- **PROBLEM TO SOLVE**
Pull each line containing "behavior" from the data.

Records from a dataset:
------------

PR #672, opened 2024-06-28
Fix refreshing alignment in scene view

### LINKED ISSUE #671: The alignment selector has no apparent effect
To reproduce (tested on `0.99.0-rc6` on an M1 Mac):
- open AYAB
- load an image less than 200 pixels wide
- increase start and stop needle values to give the pattern space to be moved left or right
- change the Alignment value from Center to either Left or Right

Expected behavior: the main view reflects the pattern moving to the left or right of the selected area.

Observed behavior: nothing visible happens.

https://github.com/AllYarnsAreBeautiful/ayab-desktop/assets/300823/4d2deea3-790b-4c4b-982f-04d1a04f3789

jonathanperret:
Because of a typo, the `alignment_updater` was never called.

Fixes #671.

## Summary by CodeRabbit

- **Bug Fixes**
	- Corrected the alignment update feature to ensure the proper parameter is emitted during the signal sending process.

### DIFF
--- a/src/main/python/main/ayab/signal_sender.py
+++ b/src/main/python/main/ayab/signal_sender.py
@@ -81,7 +81,7 @@ class SignalSender(object):
         self.__signal_receiver.needles_updater.emit(start_needle, stop_needle)
 
     def emit_alignment_updater(self, alignment: Alignment) -> None:
-        self.__signal_receiver.alignment_updater.emit(Alignment)
+        self.__signal_receiver.alignment_updater.emit(alignment)
 
     def emit_image_resizer(self) -> None:
         self.__signal_receiver.image_resizer.emit()


X-sam:
Why did the original code make it past the type checker, I wonder

jonathanperret:
> Why did the original code make it past the type checker, I wonder

The `emit` method on `SignalInstance` has untyped arguments:

```
class SignalInstance(object):
    def connect(self, slot: object, type: PySide6.QtCore.Qt.ConnectionType = ...) -> PySide6.QtCore.QMetaObject.Connection: ...
    def disconnect(self, slot: Optional[object] = ...) -> None: ...
    def emit(self, *args: Any) -> None: ...
```

dl1com (approved):

PR #673, opened 2024-07-07
Fix macOS build with new bitarray package

jonathanperret:
The `bitarray` package which was updated in #669 now has single-architecture macOS binary wheels available, which causes the app packaging to fail complaining that its native library is not a universal binary (see https://github.com/jonathanperret/ayab-desktop/actions/runs/9823270540/job/27121238943).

------------

- **TASK RESULT**
Expected behavior: the main view reflects the pattern moving to the left or right of the selected area.
Observed behavior: nothing visible happens.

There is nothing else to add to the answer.